» **Task description**: Search the listing below for the string "there", then copy every line it appears in.

» **Records for processing**:

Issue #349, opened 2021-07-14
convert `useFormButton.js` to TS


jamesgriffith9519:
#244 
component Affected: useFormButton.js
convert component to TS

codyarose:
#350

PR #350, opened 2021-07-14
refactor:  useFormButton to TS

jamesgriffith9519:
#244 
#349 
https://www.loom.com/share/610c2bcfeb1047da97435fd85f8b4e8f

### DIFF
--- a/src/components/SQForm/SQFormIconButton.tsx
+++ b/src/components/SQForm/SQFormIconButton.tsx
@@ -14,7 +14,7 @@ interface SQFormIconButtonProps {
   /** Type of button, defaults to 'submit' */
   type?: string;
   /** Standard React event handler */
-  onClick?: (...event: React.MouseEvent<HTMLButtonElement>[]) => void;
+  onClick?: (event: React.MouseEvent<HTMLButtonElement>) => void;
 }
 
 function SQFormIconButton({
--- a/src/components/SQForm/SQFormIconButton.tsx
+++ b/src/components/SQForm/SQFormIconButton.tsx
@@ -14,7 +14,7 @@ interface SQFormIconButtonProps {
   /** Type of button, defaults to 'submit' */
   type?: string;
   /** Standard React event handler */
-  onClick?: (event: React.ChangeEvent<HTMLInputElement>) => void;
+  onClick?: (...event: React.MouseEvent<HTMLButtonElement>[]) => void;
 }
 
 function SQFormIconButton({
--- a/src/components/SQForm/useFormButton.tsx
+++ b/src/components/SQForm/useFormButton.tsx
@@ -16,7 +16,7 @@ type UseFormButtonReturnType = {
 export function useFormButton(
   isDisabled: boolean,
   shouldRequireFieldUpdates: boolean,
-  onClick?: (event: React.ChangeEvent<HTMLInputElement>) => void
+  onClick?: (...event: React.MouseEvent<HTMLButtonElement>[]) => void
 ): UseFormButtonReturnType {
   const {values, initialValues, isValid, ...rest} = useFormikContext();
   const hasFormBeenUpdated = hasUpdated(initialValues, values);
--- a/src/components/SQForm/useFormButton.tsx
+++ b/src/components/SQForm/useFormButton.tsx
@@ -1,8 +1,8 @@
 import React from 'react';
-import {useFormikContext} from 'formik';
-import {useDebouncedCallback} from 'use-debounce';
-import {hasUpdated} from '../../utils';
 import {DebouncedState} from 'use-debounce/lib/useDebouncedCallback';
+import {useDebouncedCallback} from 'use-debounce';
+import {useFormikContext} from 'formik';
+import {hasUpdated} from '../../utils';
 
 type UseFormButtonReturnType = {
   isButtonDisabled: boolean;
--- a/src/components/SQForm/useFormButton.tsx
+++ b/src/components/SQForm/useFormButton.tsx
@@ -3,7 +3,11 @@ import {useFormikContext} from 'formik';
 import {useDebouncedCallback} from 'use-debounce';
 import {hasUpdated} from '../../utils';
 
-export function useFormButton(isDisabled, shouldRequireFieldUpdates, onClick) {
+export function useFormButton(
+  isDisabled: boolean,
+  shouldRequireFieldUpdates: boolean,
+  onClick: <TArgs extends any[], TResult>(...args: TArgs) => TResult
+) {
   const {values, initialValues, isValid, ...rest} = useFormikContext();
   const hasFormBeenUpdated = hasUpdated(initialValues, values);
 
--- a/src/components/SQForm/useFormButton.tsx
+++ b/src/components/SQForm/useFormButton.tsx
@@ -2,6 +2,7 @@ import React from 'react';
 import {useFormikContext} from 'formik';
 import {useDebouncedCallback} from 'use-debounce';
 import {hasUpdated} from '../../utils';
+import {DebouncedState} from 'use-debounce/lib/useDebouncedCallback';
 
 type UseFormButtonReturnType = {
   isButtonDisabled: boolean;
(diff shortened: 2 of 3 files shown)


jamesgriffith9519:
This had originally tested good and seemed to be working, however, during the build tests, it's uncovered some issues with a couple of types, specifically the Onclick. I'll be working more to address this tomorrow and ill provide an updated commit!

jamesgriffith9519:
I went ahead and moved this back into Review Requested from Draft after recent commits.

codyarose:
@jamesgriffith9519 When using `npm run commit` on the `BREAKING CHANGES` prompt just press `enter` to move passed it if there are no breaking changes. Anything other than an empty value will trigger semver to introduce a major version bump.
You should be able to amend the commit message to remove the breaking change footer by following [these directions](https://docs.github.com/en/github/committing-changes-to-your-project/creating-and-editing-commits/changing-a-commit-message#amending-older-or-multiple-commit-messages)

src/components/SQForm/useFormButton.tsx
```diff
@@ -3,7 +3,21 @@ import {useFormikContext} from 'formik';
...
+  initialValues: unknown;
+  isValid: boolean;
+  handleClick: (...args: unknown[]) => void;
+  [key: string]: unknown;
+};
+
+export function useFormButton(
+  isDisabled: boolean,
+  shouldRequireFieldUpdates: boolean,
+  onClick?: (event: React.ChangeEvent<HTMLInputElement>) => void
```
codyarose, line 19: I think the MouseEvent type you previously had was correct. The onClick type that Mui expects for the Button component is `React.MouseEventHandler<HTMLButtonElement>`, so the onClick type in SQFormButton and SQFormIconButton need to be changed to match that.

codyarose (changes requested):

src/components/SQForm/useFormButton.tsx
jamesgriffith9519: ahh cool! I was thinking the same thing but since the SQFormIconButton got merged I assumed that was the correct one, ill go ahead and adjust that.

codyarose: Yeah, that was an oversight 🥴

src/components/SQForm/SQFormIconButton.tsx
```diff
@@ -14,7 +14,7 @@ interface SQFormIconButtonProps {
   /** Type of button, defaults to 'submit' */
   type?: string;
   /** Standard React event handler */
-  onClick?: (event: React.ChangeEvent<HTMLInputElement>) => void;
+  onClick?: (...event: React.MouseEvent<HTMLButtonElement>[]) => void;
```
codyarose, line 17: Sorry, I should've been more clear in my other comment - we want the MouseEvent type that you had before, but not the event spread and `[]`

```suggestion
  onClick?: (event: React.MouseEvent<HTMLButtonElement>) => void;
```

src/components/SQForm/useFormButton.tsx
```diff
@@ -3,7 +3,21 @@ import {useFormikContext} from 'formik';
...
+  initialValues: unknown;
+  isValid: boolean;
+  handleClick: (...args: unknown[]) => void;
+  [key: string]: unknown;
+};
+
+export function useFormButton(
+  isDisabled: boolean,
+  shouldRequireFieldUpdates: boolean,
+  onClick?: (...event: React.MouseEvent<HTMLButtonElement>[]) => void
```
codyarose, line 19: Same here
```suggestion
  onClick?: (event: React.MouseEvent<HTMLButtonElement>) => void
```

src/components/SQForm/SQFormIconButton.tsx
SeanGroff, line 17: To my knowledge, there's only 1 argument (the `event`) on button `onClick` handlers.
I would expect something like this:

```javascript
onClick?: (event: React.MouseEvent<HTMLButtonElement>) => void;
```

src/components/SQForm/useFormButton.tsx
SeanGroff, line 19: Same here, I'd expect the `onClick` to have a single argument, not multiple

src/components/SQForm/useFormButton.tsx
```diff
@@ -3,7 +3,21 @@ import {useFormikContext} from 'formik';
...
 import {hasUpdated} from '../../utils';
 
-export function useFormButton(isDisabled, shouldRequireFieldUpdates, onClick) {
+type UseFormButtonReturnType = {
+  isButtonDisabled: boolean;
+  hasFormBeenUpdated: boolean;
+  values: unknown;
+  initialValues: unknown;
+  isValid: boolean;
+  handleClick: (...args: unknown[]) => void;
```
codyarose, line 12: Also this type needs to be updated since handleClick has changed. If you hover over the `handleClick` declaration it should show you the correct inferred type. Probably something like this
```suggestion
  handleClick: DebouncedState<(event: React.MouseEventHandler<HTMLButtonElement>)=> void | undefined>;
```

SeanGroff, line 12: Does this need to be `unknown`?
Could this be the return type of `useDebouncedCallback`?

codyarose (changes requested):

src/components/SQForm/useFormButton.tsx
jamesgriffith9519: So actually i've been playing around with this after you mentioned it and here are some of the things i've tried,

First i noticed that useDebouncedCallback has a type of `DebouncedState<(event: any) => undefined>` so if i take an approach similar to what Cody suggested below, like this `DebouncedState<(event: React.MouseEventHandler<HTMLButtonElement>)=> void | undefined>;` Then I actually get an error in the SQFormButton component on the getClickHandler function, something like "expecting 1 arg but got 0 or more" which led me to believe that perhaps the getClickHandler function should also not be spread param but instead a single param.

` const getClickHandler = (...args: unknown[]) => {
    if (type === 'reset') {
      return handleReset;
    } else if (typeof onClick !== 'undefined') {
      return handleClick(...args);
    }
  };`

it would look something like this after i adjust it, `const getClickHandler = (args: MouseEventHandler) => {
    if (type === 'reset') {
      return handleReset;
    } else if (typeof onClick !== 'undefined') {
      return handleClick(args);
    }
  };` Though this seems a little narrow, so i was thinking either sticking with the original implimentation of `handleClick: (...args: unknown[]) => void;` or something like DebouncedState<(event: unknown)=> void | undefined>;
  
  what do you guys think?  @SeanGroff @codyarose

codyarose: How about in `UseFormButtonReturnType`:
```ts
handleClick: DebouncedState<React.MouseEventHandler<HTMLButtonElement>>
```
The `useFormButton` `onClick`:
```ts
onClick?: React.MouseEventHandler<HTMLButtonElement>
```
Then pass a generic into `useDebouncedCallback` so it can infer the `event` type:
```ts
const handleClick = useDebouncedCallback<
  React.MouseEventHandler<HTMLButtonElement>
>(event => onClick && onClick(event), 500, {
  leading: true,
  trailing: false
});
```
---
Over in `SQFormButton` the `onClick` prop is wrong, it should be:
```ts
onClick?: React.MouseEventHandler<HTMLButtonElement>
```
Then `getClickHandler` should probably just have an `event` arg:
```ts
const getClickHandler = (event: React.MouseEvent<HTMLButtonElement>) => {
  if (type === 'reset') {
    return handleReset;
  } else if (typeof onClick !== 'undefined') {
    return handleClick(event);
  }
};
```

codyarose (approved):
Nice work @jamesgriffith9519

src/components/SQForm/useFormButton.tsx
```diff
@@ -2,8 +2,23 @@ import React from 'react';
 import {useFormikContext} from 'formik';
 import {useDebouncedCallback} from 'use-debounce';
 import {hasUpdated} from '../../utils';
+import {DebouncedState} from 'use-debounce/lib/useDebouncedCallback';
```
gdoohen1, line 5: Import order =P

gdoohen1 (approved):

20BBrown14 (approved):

» **Task result**:
@jamesgriffith9519 When using `npm run commit` on the `BREAKING CHANGES` prompt just press `enter` to move passed it if there are no breaking changes. Anything other than an empty value will trigger semver to introduce a major version bump.
SeanGroff, line 17: To my knowledge, there's only 1 argument (the `event`) on button `onClick` handlers.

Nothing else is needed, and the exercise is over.